Prospective, Historically Controlled Study to Evaluate the Efficacy and Safety of a New Pediatric Formulation of Nifurtimox in Children Aged 0 to 17 Years With Chagas' Disease

Researchers are looking for a better way to treat children who have an infectious disease caused by the parasite Trypanosoma cruzi (Chagas' disease).

Chagas'disease is an inflammatory, infectious disease caused by the parasite Trypanosoma cruzi. This parasite is mainly spread by insects called triatomine bug. If Chagas' disease is left untreated, it can later cause serious heart and digestive problems.

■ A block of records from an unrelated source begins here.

PR #86, opened 2016-03-24
Sprint 44 TLT-2520 Add ids to details page for testing

rascalking:

PR #87, opened 2016-03-24
Task/eparker71/tlt 2376/wip on jasmine tests

eparker71:
This PR contains Jasmine tests for TLT-2376

There are a few skipped tests for directives, basically we couldn't figure out how to get the directive and controller data to work together. These have been put in the tech debt item TLT-2539.

### DIFF
--- a/course_info/tests/jasmine/controllers/DetailsControllerSpec.js
+++ b/course_info/tests/jasmine/controllers/DetailsControllerSpec.js
@@ -513,15 +513,5 @@ describe('Unit testing DetailsController', function () {
         it('should show a message if unsuccessful and not update the ' +
             'local course instance data');
     });
-
-    describe('end-to-end tests - form interaction', function() {
-        it('should reset all data when form is reset and show reset ' +
-            'message');
-        it('should call backend on submit');
-        it('should show editable fields and form interaction buttons for ' +
-            'an editable course instance');
-        it('should show non-editable fields for a typical course ' +
-            'instance and no form interaction buttons');
-    });
-
+    
 });
--- a/course_info/tests/jasmine/controllers/DetailsControllerSpec.js
+++ b/course_info/tests/jasmine/controllers/DetailsControllerSpec.js
@@ -451,8 +451,8 @@ describe('Unit testing DetailsController', function () {
         function getCompiledElement(){
             var element = angular.element('<hu-editable-input ' +
                     'editable="dc.editable"' +
-                    'is-loading="true"' +
-                    'form-value="tesValue"' +
+                    'is-loading="dc.isUndefined(dc.courseInstance.term)"' +
+                    'form-value="dc.courseInstance.term"' +
                     'model-value="testModelValue"' +
                     'maxlength="500"' +
                     'field="test-name"' +
@@ -465,7 +465,6 @@ describe('Unit testing DetailsController', function () {
 
         it('should substitute the right stuff for id, name, and label', function(){
             dc = $controller('DetailsController', {$scope: scope});
-            dc.editable = true;
             $httpBackend.expectGET(courseInstanceURL).respond(200, JSON.stringify({status: "success"}));
             $httpBackend.expectGET(peopleURL).respond(200, JSON.stringify({status: "success"}));
             $httpBackend.flush(2);
@@ -479,7 +478,6 @@ describe('Unit testing DetailsController', function () {
             'and the value should be equal to the form\'s copy of the ' +
             'model data', function(){
             dc = $controller('DetailsController', {$scope: scope});
-            //dc.editable = true;
             $httpBackend.expectGET(courseInstanceURL).respond(200, JSON.stringify({status: "success"}));
             $httpBackend.expectGET(peopleURL).respond(200, JSON.stringify({status: "success"}));
             $httpBackend.flush(2);
@@ -491,7 +489,6 @@ describe('Unit testing DetailsController', function () {
             'editable=false or no editable attribute and show the model ' +
             'value, not the form copy of the model value', function(){
             dc = $controller('DetailsController', {$scope: scope});
-            dc.editable = false;
             $httpBackend.expectGET(courseInstanceURL).respond(200, JSON.stringify({status: "success"}));
             $httpBackend.expectGET(peopleURL).respond(200, JSON.stringify({status: "success"}));
             $httpBackend.flush(2);
@@ -499,10 +496,11 @@ describe('Unit testing DetailsController', function () {
             expect(liElement.find('input')).not.toBeVisible();
         });
 
-        it('should show only show the label and the loading indicator ' +
+        // skipping this test, can't seem to get it to work.
+        // we can revisit if needed.
+        xit('should only show the label and the loading indicator ' +
             'while loading, and hide the loading indicator when no ' +
             'longer loading', function(){
-
         });
     });
 
@@ -513,5 +511,5 @@ describe('Unit testing DetailsController', function () {
         it('should show a message if unsuccessful and not update the ' +
             'local course instance data');
     });
-    
+
 });
--- a/course_info/tests/jasmine/controllers/DetailsControllerSpec.js
+++ b/course_info/tests/jasmine/controllers/DetailsControllerSpec.js
@@ -295,7 +295,83 @@ describe('Unit testing DetailsController', function () {
     });
 
     describe('submitCourseDetailsForm', function() {
-        it('should call backend with only the editable form fields');
+        var ci;
+        var members;
+        beforeEach(function () {
+            ci = {
+                course_instance_id: $routeParams.courseInstanceId,
+                title: 'Test Title',
+                short_title: 'Test',
+                sub_title: 'Jasime is your friend',
+                description: '<p>hello</p>',
+                sites: [
+                    {
+                        external_id: 'https://x.y.z/888',
+                        site_id: '888',
+                        map_type: 'official'
+                    },
+                    {
+                        external_id: 'https://x.y.z/999',
+                        site_id: '999',
+                        map_type: 'unofficial'
+                    }
+                ],
+                course: {
+                    school_id: 'abc',
+                    registrar_code: 'ILE-2222',
+                    registrar_code_display: '2222',
+                    course_id: '789',
+                    course_groups: [
+                        {
+                            name: 'group one',
+                            id: 1
+                        },
+                        {
+                            name: 'group two',
+                            id: 2
+                        }
+                    ],
+                    departments: [
+                        {
+                            name: 'dept1',
+                            id: 1
+                        }
+                    ]
+                },
+                term: {
+                    display_name: 'Summer 2015',
+                    academic_year: '2015',
+                },
+                primary_xlist_instances: [],
+            };
+
+            members = {
+                count: 100
+            };
+        });
+
+        it('should call backend with only the editable form fields', function(){
+            courseInstances.instances[ci.course_instance_id] = ci;
+            dc = $controller('DetailsController', {$scope: scope});
+            spyOn(dc, 'showNewGlobalAlert');
+            dc.formDisplayData = {
+                'description': 'this is a test',
+                'instructors_display': 'test teacher',
+                'location': 'test room',
+                'meeting_time': 'test oclock',
+                'notes': 'test notes',
+                'short_title': 'test short title',
+                'sub_title': 'test sub title',
+                'title': 'test title'
+            };
+            $httpBackend.expectGET(courseInstanceURL).respond(200, JSON.stringify({status: "success"}));
+            $httpBackend.expectGET(peopleURL).respond(200, JSON.stringify({status: "success"}));
+            $httpBackend.flush(2);
+            dc.submitCourseDetailsForm();
+            $httpBackend.expectPATCH(courseInstanceURL).respond(201, JSON.stringify({status: "success"}));
+            $httpBackend.flush(1);
+            expect(dc.showNewGlobalAlert).toHaveBeenCalled();
+        });
         it('should show a message if successful and update the local ' +
             'course instance data');
         it('should show a message if unsuccessful and not update the ' +
--- a/course_info/tests/jasmine/controllers/DetailsControllerSpec.js
+++ b/course_info/tests/jasmine/controllers/DetailsControllerSpec.js
@@ -297,10 +297,21 @@ describe('Unit testing DetailsController', function () {
     describe('submitCourseDetailsForm', function() {
         var ci;
         var members;
+        var expectedPatchData = {
+                "description":"this is a test",
+                "instructors_display":"test teacher",
+                "location":"test room",
+                "meeting_time":"test oclock",
+                "notes":"test notes",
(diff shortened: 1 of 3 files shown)


course_info/tests/jasmine/controllers/DetailsControllerSpec.js
```diff
@@ -212,49 +214,337 @@ describe('Unit testing DetailsController', function () {
...
+
+        it('should display the correct value for label', function(){
+            dc = $controller('DetailsController', {$scope: scope});
+            $httpBackend.expectGET(courseInstanceURL).respond(200, JSON.stringify({status: "success"}));
+            $httpBackend.expectGET(peopleURL).respond(200, JSON.stringify({status: "success"}));
+            $httpBackend.flush(2);
+            var elem = directiveElem.find('li');
+            expect(elem.find('label').text().trim()).toBe('fieldLabelWrapperDirective test label');
+        });
+        // skipping the following tests, they are tech debt in TLT-2539
```
elliottyates: I think this chunk of `if`s are the ones we agreed to remove completely -- they are effectively E2E (front end) testing that we'll accomplish with a combination of manual + selenium.

elliottyates: Ah, maybe they weren't -- but they don't appear to make much sense in this `describe` block, so I say nuke 'em.

course_info/tests/jasmine/controllers/DetailsControllerSpec.js
```diff
@@ -212,49 +214,337 @@ describe('Unit testing DetailsController', function () {
...
+             inject(function($compile, $rootScope){
+                compile = $compile;
+                scope = $rootScope.$new();
+              });
+              directiveElem = getCompiledElement();
+            scope = directiveElem.isolateScope();
+        });
+
+        function getCompiledElement(){
+            var element = angular.element('<hu-field-label-wrapper ' +
```
elliottyates: FYI these are going to break when #86 goes through, but should be easy to fix up.

course_info/tests/jasmine/controllers/DetailsControllerSpec.js
```diff
@@ -212,49 +214,337 @@ describe('Unit testing DetailsController', function () {
...
+            $httpBackend.expectGET(courseInstanceURL).respond(200, JSON.stringify({status: "success"}));
+            $httpBackend.expectGET(peopleURL).respond(200, JSON.stringify({status: "success"}));
+            $httpBackend.flush(2);
+            var liElement = directiveElem.find('li');
+            console.log(liElement);
+            expect(liElement.find('input')).not.toBeVisible();
+        });
+
+        // skipping the following test, they are tech debt in TLT-2539
+        xit('should only show the label and the loading indicator ' +
```
elliottyates: Another approach -- rather than `xit`, we could leave these as `it` without an inline function call, which just marks them as 'pending' and doesn't fail the test suite.

elliottyates: cf http://jasmine.github.io/2.0/introduction.html#section-14

course_info/tests/jasmine/controllers/DetailsControllerSpec.js
```diff
@@ -212,49 +214,337 @@ describe('Unit testing DetailsController', function () {
...
+                },
+                term: {
+                    display_name: 'Summer 2015',
+                    academic_year: '2015',
+                },
+                primary_xlist_instances: [],
+            };
+
+            members = {
+                count: 100
```
elliottyates: The actual data is, I think, `members = 100`:
```
dc.courseInstance['members'] = response.data.count;
```
cf https://github.com/Harvard-University-iCommons/canvas_account_admin_tools/blob/develop/course_info/static/course_info/js/controllers/DetailsController.js#L80

elliottyates: my bad, misread the object boundaries, deleting comment about members=100 :)

course_info/tests/jasmine/controllers/DetailsControllerSpec.js
```diff
@@ -212,49 +214,337 @@ describe('Unit testing DetailsController', function () {
...
+            };
+        });
+
         it('should handle both successful responses even if they arrive ' +
-            'separately');
+            'separately', function(){
+            courseInstances.instances[ci.course_instance_id] = ci;
+            dc = $controller('DetailsController', {$scope: scope});
+            spyOn(dc, 'handleCourseInstanceResponse');
```
elliottyates: We don't use this spy, it can probably be removed. I think it's possibly too late to spy on it anyway -- if we were spying on this successfully and not using `and.callThrough` then line 281 (`expect(dc.courseInstance['title']).toEqual(ci.title)`) shouldn't work, because the real `handleCourseInstanceResponse()` wouldn't be called, no?

course_info/tests/jasmine/controllers/DetailsControllerSpec.js
```diff
@@ -212,49 +214,337 @@ describe('Unit testing DetailsController', function () {
...
+            $httpBackend.expectGET(courseInstanceURL).respond(200, JSON.stringify(ci));
+            $httpBackend.expectGET(peopleURL).respond(200, JSON.stringify(members));
+            $httpBackend.flush(2);
+            expect(dc.courseInstance['title']).toEqual(ci.title);
```
elliottyates: This isn't actually verifying that all the right info got populated in `dc.courseInstance`. `title` is populated right away because `courseInstances.instances[ci.course_instance_id] = ci` (line 275 in this test, above). In reality, the CI that will be saved in `courseInstances.instances` will have only a subset of the info in `ci`... we should talk about this offline (or I can try to push a patch).

course_info/tests/jasmine/controllers/DetailsControllerSpec.js
```diff
@@ -212,49 +214,337 @@ describe('Unit testing DetailsController', function () {
...
         it('should still handle the course instance data even if the ' +
-            'member data fetch fails');
+            'member data fetch fails', function(){
+            courseInstances.instances[ci.course_instance_id] = ci;
+            dc = $controller('DetailsController', {$scope: scope});
+            spyOn(dc, 'handleCourseInstanceResponse');
+            $httpBackend.expectGET(courseInstanceURL).respond(200, JSON.stringify(ci));
+            $httpBackend.expectGET(peopleURL).respond(500);
+            $httpBackend.flush(2);
+            expect(dc.courseInstance['title']).toEqual(ci.title);
```
elliottyates: Ditto here

course_info/tests/jasmine/controllers/DetailsControllerSpec.js
```diff
@@ -212,49 +214,337 @@ describe('Unit testing DetailsController', function () {
...
+                "notes":"test notes",
+                "short_title":"test short title",
+                "sub_title":"test sub title",
+                "title":"test title"
+            };
+
+        beforeEach(function () {
+            ci = {
+                course_instance_id: $routeParams.courseInstanceId,
+                title: 'Test Course Title',
```
elliottyates: Maybe we could define (most of this) in a common function/variable somewhere, instead of declaring it twice in the same suite?

course_info/tests/jasmine/controllers/DetailsControllerSpec.js
```diff
@@ -212,49 +214,337 @@ describe('Unit testing DetailsController', function () {
...
+                'title': 'test title'
+            };
+
+            $httpBackend.expectGET(courseInstanceURL).respond(200, JSON.stringify({status: "success"}));
+            $httpBackend.expectGET(peopleURL).respond(200, JSON.stringify({status: "success"}));
+            $httpBackend.flush(2);
+            dc.submitCourseDetailsForm();
+            $httpBackend.expectPATCH(courseInstanceURL, expectedPatchData).respond(201, JSON.stringify({status: "success"}));
+            $httpBackend.flush(1);
+            expect(dc.showNewGlobalAlert).toHaveBeenCalled();
```
elliottyates: dc.showNewGlobalAlert _might_ have been called for an error as well. Perhaps we can be more specific, and check that it is called with `'updateSucceeded'`?

course_info/tests/jasmine/controllers/DetailsControllerSpec.js
```diff
@@ -212,49 +214,337 @@ describe('Unit testing DetailsController', function () {
...
+                count: 100
+            };
+        });
+
+        it('should call backend with only the editable form fields', function(){
+            courseInstances.instances[ci.course_instance_id] = ci;
+            dc = $controller('DetailsController', {$scope: scope});
+            spyOn(dc, 'showNewGlobalAlert');
+            dc.formDisplayData = {
+                'description': 'this is a test',
```
elliottyates: We could also pull these values from the `ci` so we don't have to update them in two places if they ever changed.

elliottyates: my bad, deleting that update them in two places comment.

course_info/tests/jasmine/controllers/DetailsControllerSpec.js
```diff
@@ -212,49 +214,337 @@ describe('Unit testing DetailsController', function () {
...
+                'title': 'test title'
+            };
+
+            $httpBackend.expectGET(courseInstanceURL).respond(200, JSON.stringify({status: "success"}));
+            $httpBackend.expectGET(peopleURL).respond(200, JSON.stringify({status: "success"}));
+            $httpBackend.flush(2);
+            dc.submitCourseDetailsForm();
+            $httpBackend.expectPATCH(courseInstanceURL, expectedPatchData).respond(201, JSON.stringify({status: "success"}));
+            $httpBackend.flush(1);
+            expect(dc.showNewGlobalAlert).toHaveBeenCalled();
```
elliottyates: Ditto check for the expected message

course_info/tests/jasmine/controllers/DetailsControllerSpec.js
elliottyates: This test data is defined in multiple places, might be worth refactoring for brevity

course_info/tests/jasmine/controllers/DetailsControllerSpec.js
```diff
@@ -212,49 +214,337 @@ describe('Unit testing DetailsController', function () {
...
+             inject(function($compile, $rootScope){
+                compile = $compile;
+                scope = $rootScope.$new();
+              });
+              directiveElem = getCompiledElement();
+        });
+
+        function getCompiledElement(){
+            var element = angular.element('<hu-editable-input ' +
+                    'editable="dc.editable"' +
```
elliottyates: This will break with #86 as well I think.

course_info/tests/jasmine/controllers/DetailsControllerSpec.js
```diff
@@ -212,49 +214,337 @@ describe('Unit testing DetailsController', function () {
...
+                    'is-loading="dc.isUndefined(dc.courseInstance.term)"' +
+                    'form-value="dc.courseInstance.term"' +
+                    'model-value="testModelValue"' +
+                    'maxlength="500"' +
+                    'field="test-name"' +
+                'label="test label">' +
+                '</hu-editable-input>');
+            var compiledElement = compile(element)(scope);
+            //scope.$digest();
```
elliottyates: dev cruft?

course_info/tests/jasmine/controllers/DetailsControllerSpec.js
```diff
@@ -212,49 +214,337 @@ describe('Unit testing DetailsController', function () {
...
+        }
+
+        it('should substitute the right stuff for id, name, and label', function(){
+            dc = $controller('DetailsController', {$scope: scope});
+            $httpBackend.expectGET(courseInstanceURL).respond(200, JSON.stringify({status: "success"}));
+            $httpBackend.expectGET(peopleURL).respond(200, JSON.stringify({status: "success"}));
+            $httpBackend.flush(2);
+            var liElement = directiveElem.find('li');
+            expect(liElement.find('label').text().trim()).toBe('test label');
+            expect(liElement.find('input').prop('id')).toBe('input-course-test-name');
```
elliottyates: might as well check `name` too, for completeness

course_info/tests/jasmine/controllers/DetailsControllerSpec.js
```diff
@@ -212,49 +214,337 @@ describe('Unit testing DetailsController', function () {
...
             'and the value should be equal to the form\'s copy of the ' +
-            'model data');
-        it('should show regular non-editable text if called with ' +
+            'model data', function(){
+            dc = $controller('DetailsController', {$scope: scope});
+            $httpBackend.expectGET(courseInstanceURL).respond(200, JSON.stringify({status: "success"}));
+            $httpBackend.expectGET(peopleURL).respond(200, JSON.stringify({status: "success"}));
+            $httpBackend.flush(2);
+            var liElement = directiveElem.find('li');
+            expect(liElement.find('input').prop('id')).toBe('input-course-test-name');
```
elliottyates: This doesn't appear to be checking the `value` of the input, but just its `id`; also shouldn't we be checking if the `input` is visible and the `span` isn't, to meet the `it()` criteria? That may be hard to do (based on the comments starting on line 489, in the test below this), so we might have to 'tech debt' that part of the test as well.

course_info/tests/jasmine/controllers/DetailsControllerSpec.js
eparker71: removed spyOn

course_info/tests/jasmine/controllers/DetailsControllerSpec.js
eparker71: yeah, let's talk

course_info/tests/jasmine/controllers/DetailsControllerSpec.js
eparker71: sure, makes sense

course_info/tests/jasmine/controllers/DetailsControllerSpec.js
eparker71: gone

course_info/tests/jasmine/controllers/DetailsControllerSpec.js
eparker71: sure

course_info/tests/jasmine/controllers/DetailsControllerSpec.js
eparker71: yeah, checking the result of ng-show or ng-hide is not working at least with the toBeVisible() method. I'm not sure why it's not working. We can add a comment here and include that in the tech debt.

course_info/tests/jasmine/controllers/DetailsControllerSpec.js
eparker71: when/if it breaks after code is merged, we can fix it

eparker71:
All the tests work, code had been updated with most of the PR comments. Any refactoring can happen at a later time.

The study treatment nifurtimox has been used for more than 50 years to treat Chagas' disease. When used early after infection, it kills the parasite. In people who have long-term Chagas' disease, it's no longer possible to kill the parasite. However, nifurtimox may help slow the progression of the disease and its most serious complications.

Nifurtimox was developed for use in adults only, but has also been used in children (off-label) for over 40 years. Currently it is available for doctors to give to adults and to children. However, there are not enough data about nifurtimox in children.

The main purpose of this study is to learn how well nifurtimox works in children aged 8 months to less than 18 years with Chagas' disease. To answer this, the researchers will compare the amount of antibodies against the parasite Trypanosoma cruzi in the serum (fluid from blood without the clotting factors) between children treated with nifurtimox for 60 days with untreated children from the past (control group):

• 12 months and
• 4 years after the end of treatment. The data for the control group will come from 2 previous studies conducted in children.

Study Overview

• Status: Completed
• Conditions: Chagas Disease
• Intervention / Treatment: Drug: Placebo; Drug: Nifurtimox (Lampit, BAYA2502)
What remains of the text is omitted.